The problem: Which lines of the records below contain the word "tests"? Report each of them in full.

Records from a data collection
PR #8169, opened 2024-01-10
[tests-only][full-ci ] use responsexml from HttpRequestHelper instead of featurecontext in test

nabim777:
## Description

Previously we got response from featurecontext and inside trait featurecontext couldn't be accessed. The error did not occur since there was a try-catch. So, getting the response from HttpRequestHelper class

### DIFF
--- a/tests/acceptance/features/bootstrap/WebDav.php
+++ b/tests/acceptance/features/bootstrap/WebDav.php
@@ -1720,7 +1720,7 @@ trait WebDav {
 		string $entry = "file",
 		?string $path = null,
 		string $type = "files"
-	):ResponseInterface {
+	):void {
 		$user = $this->getActualUsername($user);
 		$path = $this->substituteInLineCodes($path);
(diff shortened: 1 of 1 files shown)


saw-jan:
Please, elaborate on the cause, effect, and solution in the description.
Also, change the PR title to more suitable one

phil-davis:
https://drone.owncloud.com/owncloud/ocis/31247/16/5
```
runsh: Total unexpected failed scenarios throughout the test run:
apiGraphUserGroup/deleteUser.feature:156
```

```
    And as "Alice" folder "Shares/new" should not exist                                       # FeatureContext::asFileOrFolderShouldNotExist()
      Type error: Return value of FeatureContext::asFileOrFolderShouldNotExist() must implement interface Psr\Http\Message\ResponseInterface, none returned (Behat\Testwork\Call\Exception\FatalThrowableError)
```

This has a test code problem. Please have a look.

PR #8182, opened 2024-01-11
Fix patching language settings

kobergj:
Fixes patching of user language when ldap backend is `read-only`

Fixes https://github.com/owncloud/enterprise/issues/6235

### DIFF
--- a/services/graph/pkg/service/v0/users.go
+++ b/services/graph/pkg/service/v0/users.go
@@ -786,6 +786,15 @@ func (g Graph) patchUser(w http.ResponseWriter, r *http.Request, nameOrID string
 		}
 	}
 
+	var features []events.UserFeature
+	addfeature := func(name string, value string, oldvalue *string) {
+		features = append(features, events.UserFeature{
+			Name:     name,
+			Value:    value,
+			OldValue: oldvalue,
+		})
+	}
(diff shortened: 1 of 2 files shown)


services/graph/pkg/service/v0/users.go
```diff
@@ -885,20 +884,26 @@ func (g Graph) patchUser(w http.ResponseWriter, r *http.Request, nameOrID string
 		errorcode.RenderError(w, r, err)
 		return
 	}
+
 	u.PreferredLanguage = preferredLanguage
+	g.patchUserResponse(w, r, u, nameOrID, features)
```
rhafer, line 889: This is not a new issue but I guess the events should always contain the userid (never the name) and `nameOrID` can indeed be a username. We should probably use u.GetID() for the event. I guess you can just leave out the `nameOrID` parameter. And have fill the id from the user object in `patchUserResponse`.

Looks good to me otherwise.

rhafer (dismissed):

services/graph/pkg/service/v0/users.go
kobergj: Good point :+1: Did as requested.

aduffeck (approved):

Issue #7972, opened 2023-12-14
default config given on idp documentation is not working


nirajacharya2:
## Describe the bug
when using example config from [ocis idp doc](https://owncloud.dev/services/idp/#example-yaml-config), ocis crashes.

## Steps to reproduce
1. copy example idp config from doc to ~/.ocis/config
2. build and run ocis

## Expected behavior
ocis should run without error

## Actual behavior
ocis throws error
```bash
The ldap bind_password has not been set properly in your config for idp. Make sure your /home/user/.ocis/config config contains the proper values (e.g. by running ocis init or setting it manually in the config/corresponding environment variable).
```
when i give the `bind_password` that is in `~/.ocis/config/ocis.yaml`
it again crashes with following message.
```json
{
"level":"fatal",
"service":"idp",
"error":"failed to read CA certificate(s) from '~/.ocis/idm/ldap.crt': open ~/.ocis/idm/ldap.crt: no such file or directory",
"time":"2023-12-14T14:33:54+05:45",
"line":"/home/user/ocis/services/idp/pkg/service/v0/service.go:88",
"message":"could not bootstrap idp"
}
```

in the example it uses path `~/.ocis/idm/ldap.crt` in `cacert` but ocis dose not take that as a valid path. but giving the full path (`/home/user/.ocis/idm/ldap.crt`) works.

## Setup
Please describe how you started the server and provide a list of relevant environment variables or configuration files.

<details>
<p>

```console
OCIS latest master
```

</p>
</details>

rhafer:
Not sure yet how the `~` ends up in the examples, but that is wrong (go doesn't do any `~` expansion).

Also I think we should generate the example files using the release build flags (setting BaseDataPathType and friends) so that the default basepath would be `/var/lib/ocis`  instead of the home dir. (Or maybe it's time to default BaseDataPathType to `path`)

brandon1024:
Agreed, @nirajacharya2 you might want to create an issue in [owncloud/docs](https://github.com/owncloud/docs)?

mmattel:
* I am reopening this issue as the fix must be as @rhafer said made here.
* I will also close the docs issue, as admin and dev docs gets the data from the ocis repo automatically.
* Removing the documentation label as it is a code bug

Just to remind, it is about:
`~/.ocis/idm/ldap.crt` ❌ 
`/home/user/.ocis/idm/ldap.crt` ✔️ 

@micbar @rhafer

dragonchaser:
[...]

PR #8229, opened 2024-01-17
change ocis basepath from home to

dragonchaser:
This PR changes the basepath for the docs helper from `~` (HOME) to `/etc`

refs #7972

### DIFF
--- a/docs/helpers/configenvextractor.go
+++ b/docs/helpers/configenvextractor.go
@@ -63,7 +63,7 @@ func generateIntermediateCode(templatePath string, intermediateCodePath string, 
 
 func runIntermediateCode(intermediateCodePath string) {
 	fmt.Println("Running intermediate go code for " + intermediateCodePath)
-	defaultPath := "~/.ocis"
+	defaultPath := "/etc/ocis"
 	os.Setenv("OCIS_BASE_DATA_PATH", defaultPath)
 	os.Setenv("OCIS_CONFIG_DIR", path.Join(defaultPath, "config"))
 	out, err := exec.Command("go", "run", intermediateCodePath).Output()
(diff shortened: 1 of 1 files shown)


docs/helpers/configenvextractor.go
```diff
@@ -63,7 +63,7 @@ func generateIntermediateCode(templatePath string, intermediateCodePath string,
 
 func runIntermediateCode(intermediateCodePath string) {
 	fmt.Println("Running intermediate go code for " + intermediateCodePath)
-	defaultPath := "~/.ocis"
```
rhafer, line 66: Won't this result in /etc/ocis/config for the default config path and /etc/ocis/ for the datapath? That sounds wrong.

rhafer (changes requested):

kobergj (approved):
Is this a breaking change? Or it was just broken before anyways?

dragonchaser:
> Is this a breaking change? Or it was just broken before anyways?

It will just change the output in the docs.

docs/helpers/configenvextractor.go
dragonchaser: Uhm you are right....
will fix

kobergj: Config path is adjusted later. This is just the base path
```
os.Setenv("OCIS_CONFIG_DIR", path.Join(defaultPath, "config"))
```

dragonchaser: The defaultPath would be `~/.ocis` resulting in `~/.ocis/config` for the config path.
On a container it the config path would be plain `/etc/ocis` and the respective datapath `/var/lib/ocis`.

dragonchaser: @rhafer should be fixed now

rhafer: BTW, for our release build we set the paths via build flags. Maybe you can utilize that here as well?

```
-X "$(OCIS_REPO)/ocis-pkg/config/defaults.BaseDataPathType=path" -X "$(OCIS_REPO)/ocis-pkg/config/defaults.BaseDataPathValue=/var/lib/ocis"
-X "$(OCIS_REPO)/ocis-pkg/config/defaults.BaseConfigPathType=path" -X "$(OCIS_REPO)/ocis-pkg/config/defaults.BaseConfigPathValue=/etc/ocis"
```

rhafer (approved):

PR #8247, opened 2024-01-18
graph/sharing: Add check for role conditions

rhafer:
Use the condition from the unifiedrole to check if the requested role is actually applicable to the selected resource.


micbar (approved):
LGTM

PR #8287, opened 2024-01-25
[full-ci] Postprocessing Bulk restart

kobergj:
Allows restarting all uploads currently in a specific postprocessing step


services/postprocessing/pkg/command/postprocessing.go
```diff
@@ -20,10 +19,15 @@ func RestartPostprocessing(cfg *config.Config) *cli.Command {
...
-				Usage:    "the uploadid to restart",
+				Name:    "upload-id",
+				Aliases: []string{"u"},
+				Usage:   "the uploadid to restart. Ignored if unset.",
+			},
+			&cli.StringFlag{
+				Name:    "step",
+				Aliases: []string{"s"},
+				Usage:   "restarts all uploads currently in that specific postprocessing step. Ignored if upload-id is set.",
+				Value:   "finished", // Is this default sane? Calling `ocis postprocessing restart` without any arguments will restart all finished uploads.
```
butonic, line 30:
```suggestion
				Usage:   "restarts all uploads in the given postprocessing step. Ignored if upload-id is set.",
				Value:   "finished", // Calling `ocis postprocessing restart` without any arguments will restart all uploads that are finished but failed to move the uploed from the upload area to the blobstore.
```

butonic (changes requested):
Please update the README.md regarding how to restart all uploads in a given step.

Also, there is no command to get a list of the state every upload is in, right? We could look into external stores, but the default memory does not work, right? Hm, for in memory all ongoing uploads are lost ... and there is no way cli to pick up the upload sessions from disk again. they can only be cleaned. Shoud we change the default to nats-js-kv?

Ah ok, by giving the upload-id the postprocessing can always be restarted ...

butonic (approved):

micbar (approved):

saw-jan:
Need to adjust MOVE related API test expectations again. I could have pushed the changes but the PR is from the fork

kobergj:
I added you to the fork. Can you accept the invite and retry?

saw-jan:
> Need to adjust MOVE related API test expectations again. I could have pushed the changes but the PR is from the fork

Thanks, I will push the test changes

saw-jan:
Updated the tests. :+1: from the CI. :sparkles:

PR #8303, opened 2024-01-29
fix: hardcode config for spaces which was not allowed to change

kulmann:
## Description
Stumbled over two environment variables for which even the description states that they are not allowed to be changed. This PR has two positive results:
- reduced the risk to misconfigure ocis
- will allow the  web team to remove capability checks in web, because ocis is the only allowed backend. Since other clients are checking those capabilities, we can't remove the capabilities entirely.

I consider this to be a bugfix because the description of the env vars hints towards broken ocis if those config variables are set to other values than those which I now hardcoded.

## Types of changes

- [ ] Technical debt

## Checklist:

- [x] Code changes
- [ ] Unit tests added
- [ ] Acceptance tests added


kulmann:
cc @JammingBen @JanAckermann if this gets merged we can remove a lot of `if`s from the web master

micbar (approved):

Your response:
[tests-only][full-ci ] use responsexml from HttpRequestHelper instead of featurecontext in test
--- a/tests/acceptance/features/bootstrap/WebDav.php
+++ b/tests/acceptance/features/bootstrap/WebDav.php
Updated the tests. :+1: from the CI. :sparkles:
- [ ] Unit tests added
- [ ] Acceptance tests added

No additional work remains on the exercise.